(Dataset entries)
—————
PR #540, opened 2021-06-08
[WIP] Authorization and RBAC

davidbrochart:
#165 should be used as a basis for enabling authorization.
We should follow as much as possible the work done on RBAC in JupyterHub ([PR](https://github.com/jupyterhub/jupyterhub/pull/3438) and [documentation](https://jupyterhub.readthedocs.io/en/rbac/rbac/index.html)).

### DIFF
--- a/docs/source/operators/scopes.rst
+++ b/docs/source/operators/scopes.rst
@@ -1,0 +1,183 @@
+.. _scoles:
+
+Scopes in Jupyter Server
+========================
+
+A scope has a syntax-based design that reveals which resources it provides access to. Resources are
+objects with a type, associated data, relationships to other resources, and a set of methods that
+operate on them.
+
+``<resource>`` in the RBAC scope design refers to the resource name in the Jupyter Server's API
+endpoints in most cases (maybe prefixed with ``/api/``). For instance, ``<resource>`` equal to
+``users`` corresponds to Jupyter Server's API endpoints beginning with ``/api/users``.
+
+Available scopes
+----------------
+
+The table below lists all available scopes.
+
+.. list-table::
+   :widths: 25 75
+   :header-rows: 1
+
+   * - Scope
+     - Description
+   * - ``self``
+     - Metascope, grants access to user's own resources only.
+   * - ``all``
+     - Metascope, valid for tokens only. Grants access to everything that the token's owning entity can access.
+   * - ``admin:users``
+     - Grants read, write, create and delete access to users and their authentication state but not their tokens.
+   * - ``admin:users:auth_state``
+     - Grants access to users’ authentication state only.
+   * - ``users``
+     - Grants read and write permissions to users' models apart from tokens and authentication state.
+   * - ``read:users``
+     - Read-only access to users' models apart from tokens and authentication state.
+   * - ``read:users:name``
+     - Read-only access to users' names.
+   * - ``read:users:groups``
+     - Read-only access to users' group names.
+   * - ``users:tokens``
+     - Grants read, write, create and delete permissions to users' tokens.
+   * - ``read:users:tokens``
+     - Read-only access to users' tokens.
+   * - ``admin:groups``
+     - Grants read, write, create and delete access to groups.
+   * - ``groups``
+     - Grants read and write permissions to groups, including adding/removing users to/from groups.
+   * - ``read:groups``
+     - Read-only access to groups' models.
+
+Scopes and APIs
+---------------
+
+.. list-table::
+   :widths: 35 10 25 25
+   :header-rows: 1
+
+   * - Path
+     - Operation
+     - Description
+     - Scopes
+   * - ``/api/groups``
+     - ``GET``
+     - List groups
+     - ``read:groups``
+   * - ``/api/groups/{name}``
+     - ``DELETE``
+     - Delete a group
+     - ``admin:groups``
+   * -
+     - ``GET``
+     - Get a group by name
+     - ``read:groups``
+   * -
+     - ``POST``
+     - Create a group
+     - ``admin:groups``
+   * - ``/api/groups/{name}/users``
+     - ``DELETE``
+     - Remove users from a group
+     - ``groups``
+   * -
+     - ``POST``
+     - Add users to a group
+     - ``groups``
+   * - ``/api/user``
+     - ``GET``
+     - Return authenticated user's model
+     - ``read:users``, ``read:users:name``, ``read:users:groups``, ``admin:users:auth_state``
+   * - ``/api/users``
+     - ``GET``
+     - List users
+     - ``read:users``, ``read:users:name``, ``read:users:groups``
+   * -
+     - ``POST``
+     - Create multiple users
+     - ``admin:users``
+   * - ``/api/users/{name}``
+     - ``DELETE``
+     - Delete a user
+     - ``admin:users``
+   * -
+     - ``GET``
+     - Get a user by name
+     - ``read:users``, ``read:users:name``, ``read:users:groups``, ``admin:users:auth_state``
+   * -
+     - ``PATCH``
+     - Modify a user
+     - ``admin:users``
+   * -
+     - ``POST``
+     - Create a single user
+     - ``admin:users``
+   * - ``/api/users/{name}/tokens``
+     - ``GET``
+     - List tokens for the user
+     - ``read:users:tokens``
+   * -
+     - ``POST``
+     - Create a new token for the user
+     - ``users:tokens``
+   * - ``/api/users/{name}/tokens/{token_id}``
+     - ``DELETE``
+     - Delete (revoke) a token by id
+     - ``users:tokens``
+   * -
+     - ``GET``
+     - Get the model for a token by id
+     - ``read:users:tokens``
+   * - ``/api/contents/{path}``
+     - ``GET``
+     - Get contents of file or directory
+     - ``read:contents``
+   * -
+     - ``POST``
+     - Create a new file in the specified path
+     - ``contents``
+   * -
+     - ``PATCH``
+     - Rename a file or directory without re-uploading content
+     - ``contents``
+   * -
+     - ``PUT``
+     - Save or upload file
+     - ``contents``
+   * -
+     - ``DELETE``
+     - Delete a file in the given path
+     - ``contents``
+   * - ``/api/kernels``
+     - ``GET``
+     - List the JSON data for all kernels that are currently running
+     - ``read:kernels``
+   * - ``/api/kernels/{kernel_id}``
+     - ``GET``
+     - Get kernel information
+     - ``read:kernels``
+   * -
+     - ``DELETE``
+     - Kill a kernel and delete the kernel id
+     - ``kernels``
+   * - ``/api/kernels/{kernel_id}/interrupt``
+     - ``POST``
+     - Interrupt a kernel
+     - ``kernels``
+   * - ``/api/kernels/{kernel_id}/restart``
+     - ``POST``
+     - Restart a kernel
+     - ``kernels``
+
+Scopes and APIs
+---------------
+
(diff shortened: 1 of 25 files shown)


docs/source/operators/scopes.rst
```diff
@@ -0,0 +1,183 @@
+.. _scoles:
```
kevin-bates, line 1: typo `.. _scopes:`

docs/source/operators/scopes.rst
```diff
@@ -0,0 +1,183 @@
...
+Scopes in Jupyter Server
+========================
+
+A scope has a syntax-based design that reveals which resources it provides access to. Resources are
+objects with a type, associated data, relationships to other resources, and a set of methods that
+operate on them.
+
+``<resource>`` in the RBAC scope design refers to the resource name in the Jupyter Server's API
+endpoints in most cases (maybe prefixed with ``/api/``). For instance, ``<resource>`` equal to
+``users`` corresponds to Jupyter Server's API endpoints beginning with ``/api/users``.
```
kevin-bates, line 12: We should use a resource example like `kernels` or `contents` since those are more server-specific.  Are there plans to add `/api/users` or `/api/groups` endpoints?

docs/source/operators/scopes.rst
```diff
@@ -0,0 +1,183 @@
...
+     - Save or upload file
+     - ``contents``
+   * -
+     - ``DELETE``
+     - Delete a file in the given path
+     - ``contents``
+   * - ``/api/kernels``
+     - ``GET``
+     - List the JSON data for all kernels that are currently running
+     - ``read:kernels``
```
kevin-bates, line 154: Start a kernel...
 ``` 
  * - ``/api/kernels/``
     - ``POST``     
     - Start a kernel     
     - ``kernels``
```

**Review by kevin-bates — COMMENTED** [review]
Thanks for opening this PR @davidbrochart!  +1 to both points about blending this with Zach's PR and basing this on Hub's model.  

This also blends nicely with a [revisit to our swagger doc](https://github.com/jupyter-server/team-compass/issues/4#issuecomment-849829502) that we want to do anyway.  

I left just a couple of comments - the primary being about users/groups endpoints.  It would be good to get an idea of the scopes (resources) we want to build roles from (e.g., sessions, kernelspecs, terminals, etc.) - how granular? (I suppose the principle of least privs would imply fine-grained.)

The tables look great!

File: docs/source/operators/scopes.rst (hunk 2 above)
Comment (davidbrochart) [reply docs/source/operators/scopes.rst:12]: > We should use a resource example like `kernels` or `contents` since those are more server-specific.

I agree, I will change that.

> Are there plans to add `/api/users` or `/api/groups` endpoints?

Yes, [here](https://github.com/jupyter-server/jupyter_server/pull/540/files#diff-fbbdecb56a3a596acfbcc7ef2d22310194d6af54028894570d1d628c7454f252R91) and [there](https://github.com/jupyter-server/jupyter_server/pull/540/files#diff-fbbdecb56a3a596acfbcc7ef2d22310194d6af54028894570d1d628c7454f252R63).

File: docs/source/operators/scopes.rst (hunk 3 above)
Comment (davidbrochart) [reply docs/source/operators/scopes.rst:154]: Thanks!

**Comment by davidbrochart** [comment]
I rebased on #165.

File: docs/source/operators/scopes.rst (hunk 2 above)
Comment (kevin-bates) [reply docs/source/operators/scopes.rst]: Ok. Looking at the Hub PR I see these are purely application-level entities and not associated with the system-level users/groups, other than perhaps by username.  I assume these endpoints will be similar to Hub's but operate against different model definitions?  (E.g., the user model won't have `server` or `servers` attributes, but will it have `kernels`, `terminals`, `contents manager`, `sessions`?)

Will we be introducing a database for these and can the same DB be used between servers, and/or between Hub and Server?

Comment (davidbrochart) [reply docs/source/operators/scopes.rst]: > I assume these endpoints will be similar to Hub's but operate against different model definitions? (E.g., the user model won't have `server` or `servers` attributes, but will it have `kernels`, `terminals`, `contents manager`, `sessions`?)

Yes, Hub and Server's resources are very different, but the notions of users and groups are similar for both. I don't think the user model will have `kernels` attribute and such, as I understand it the user model would just provide an identity (something like a `login`), that would be used to query its permissions. But I don't have much experience and I might be wrong.

> Will we be introducing a database for these and can the same DB be used between servers, and/or between Hub and Server?

Good question, I am actually not sure, maybe we should start without a DB to keep it simple?

Also, I am wondering if we should not experiment in a separate repo first. I think everything could be be implemented in a server extension (like in https://github.com/davidbrochart/jupyterlab-auth), and we could only have #165 merged here, which would not change Jupyter Server dramatically yet allow for RBAC.

Comment (kevin-bates) [reply docs/source/operators/scopes.rst]: I agree completely.  Moving this to an extension would still preserve the "authorization provider" pluggability that #165 alludes to and makes a lot of sense.   Since the extension would be using the general framework, scope filtering, etc that Hub does, then it seems like it might be worth looking at a design in which Hub could also leverage _it_.  (Don't really know if Hub has the concept of server extensions, etc., or if that's even a viable comment.)

At any rate, this sounds like a great agenda item for the next [Server meeting](https://github.com/jupyter-server/team-compass#weekly-team-meetings) (next Thursday) if you can make it?

Comment (davidbrochart) [reply docs/source/operators/scopes.rst]: Thanks Kevin, let's discuss this further at the next Server meeting.

Comment (Zsailer) [reply docs/source/operators/scopes.rst]: > Will we be introducing a database for these and can the same DB be used between servers, and/or between Hub and Server?

Here's some experimentation I did with this authorization layer (awhile ago)—a Hub service that extends the JupyterHub database with group (and project) information: https://github.com/Zsailer/jupyter-projects

File: examples/authorization/README.md [hunk 4]
```diff
@@ -0,0 +1,86 @@
...
+    jupyter nbclassic --config=jupyter_nbclassic_rw_config.py
+
+4. Try running a cell in a notebook. You should see a `401: Unauthorized` error.
+
+### Temporary notebook server example
+
+1. Clone and install nbclassic using `pip`.
+
+    git clone https://github.com/Zsailer/nbclassic
+    cd nbclassic
```
echarles, line 77: https://github.com/Zsailer/nbclassic is now https://github.com/jupyterlab/nbclassic Thx @zsailer

echarles: or should it be simpley pip install nbclassic?

echarles:
Left a few comments related to the docs (very minor details).

Overall, I wonder if it is useful to talk in the docs about the Roles/Permissions aspects. Looks like a fork of the JupyterHub docs which does not apply here yet.

The examples folder also refer to jupyter nbclassic, better to refer to jupyter server.

echarles:
> The examples folder also refer to jupyter nbclassic, better to refer to jupyter server.

Was meaning `refer to jupyter lab`- The main consumer of server is lab for now, so it may make more sense to showcase the examples in lab.

docs/source/operators/scopes.rst
```diff
@@ -0,0 +1,187 @@
...
+
+.. list-table::
+   :widths: 35 10 25 25
+   :header-rows: 1
+
+   * - Path
+     - Operation
+     - Description
+     - Scopes
+   * - ``/api/groups``
```
minrk, line 63: Are the user & group scopes meaningful in jupyter-server? This looks like a copy of the JupyterHub scopes, many of which don't have meaning in Server.

It also looks like the authorization layer maybe doesn't have or need the 'admin' concept, it's a much simpler `[read:]$resource`.

examples/authorization/README.md
```diff
@@ -0,0 +1,86 @@
...
+    pip install .
+
+2. Navigate to the jupyter_authorized_server `examples/` folder.
+
+3. Launch nbclassic and load `jupyter_temporary_config.py`:
+
+    jupyter nbclassic --config=jupyter_temporary_config.py
+
+4. Edit a notebook, run a cell, etc. Everything works fine. Then try to save your changes... you should see a `401: Unauthorized` error.
```
minrk, line 86:
```suggestion
4. Edit a notebook, run a cell, etc. Everything works fine. Then try to save your changes... you should see a `403: Forbidden` error.
```

jupyter_server/base/zmqhandlers.py
```diff
@@ -259,10 +259,15 @@ def pre_get(self):
...
         # authenticate the request before opening the websocket
-        if self.get_current_user() is None:
+        user = self.get_current_user()
+        if user is None:
             self.log.warning("Couldn't authenticate WebSocket connection")
             raise web.HTTPError(403)
 
+        # authorize the user.
+        if not self.user_is_authorized(user, 'execute', 'channels'):
+            raise web.HTTPError(401)
```
minrk, line 269:
```suggestion
            raise web.HTTPError(403)
```

minrk (commented):
This is great!

Now that JupyterHub 2.0 is out, I'm going to try to focus on helping get the server-side of RTC integration with JupyterHub ready.

If there's any help I can be, e.g. helping finish this PR, let me know.

As an implementation detail, I wonder if the `user_is_authorized` should be handled in `JupyterHandler.prepare` or `JupyterHandler.get_current_user` so that the same decorator doesn't need to be on every method:


```python
def get_current_user():
    user = previous_get_current_user()
    if user:
        if self.resource_name is None:
            self.log.warning(f"No resource_name associated with {self.__class__.__name__}")
            return user
        action = "read" if self.request.method in {"get", "options", "head"} else "write"
        if not self.user_is_authorized(user, action, self.resource):
            self.log.warning(f"User {user} is not authorized too {action} {self.resource}")
            return None
    return user
...
class ContentsHandler(JupyterHandler):
    resource_name = "contents"
```


This would also ensure that everything that needs a resource name has one.

minrk:
One more point - I'd also argue that jupyter_server doesn't necessarily need roles at all. That could be entirely up to the authorization provider, as it is in fact in the current implementation here. Since the default authorization is purely a boolean 'yes', it doesn't make a lot of sense to include roles.

I don't think Jupyter Server should gain the concept of users and groups.

For integration with JupyterHub auth, Server only needs to have the notion of granular permissions. It can be entirely up to the JupyterHub (or other) integration to implement the mapping of user to permissions, which may or may not be implemented via roles. But then the roles are a feature of the _provider_, not duplicated onto Server itself.

I think that's the right way to go, at least at first.

echarles:
> This is actually built on top of #165

@Zsailer Which ones should early adopters try? I think last time we discussed  https://github.com/jupyter-server/jupyter_server/pull/165 was the one to use, but I am no more sure.

Zsailer:
@echarles, this PR is the same as #165 except that it adds documentation about roles and scopes, borrowed from JupyterHub. Both PRs need rebasing. I will try to update #165 this week. 

If @davidbrochart is okay with it, I think it makes sense to close this PR and focus on #165 to eliminate confusion.

Zsailer:
> If there's any help I can be, e.g. helping finish this PR, let me know.

@minrk, if you have cycles to push #165 forward, that would be awesome! I haven't had the bandwidth lately, but I can review incoming PRs to prevent anyone from getting blocked.

davidbrochart:
> If @davidbrochart is okay with it, I think it makes sense to close this PR and focus on #165 to eliminate confusion.

Sure, let's close it.

minrk:
Gotcha, I can pick up #165 and try to address the outstanding review. I don't want to step on toes, though: @Zsailer are you going to rebase it, or should I take over (this can be my primary focus over the next couple of weeks)?

Zsailer:
@minrk, please step on toes! 😅 I'd love for you to take over. 

If you don't get to it before tomorrow (evening, your time), I'll block out some time after the Jupyter Server meeting to rebase #165.

Thanks so much, Min!

minrk:
Great! I'll do it today.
—————
What lines above contain the word "might"? Please copy each one.

Yes, Hub and Server's resources are very different, but the notions of users and groups are similar for both. I don't think the user model will have `kernels` attribute and such, as I understand it the user model would just provide an identity (something like a `login`), that would be used to query its permissions. But I don't have much experience and I might be wrong.
Comment (kevin-bates) [reply docs/source/operators/scopes.rst]: I agree completely.  Moving this to an extension would still preserve the "authorization provider" pluggability that #165 alludes to and makes a lot of sense.   Since the extension would be using the general framework, scope filtering, etc that Hub does, then it seems like it might be worth looking at a design in which Hub could also leverage _it_.  (Don't really know if Hub has the concept of server extensions, etc., or if that's even a viable comment.)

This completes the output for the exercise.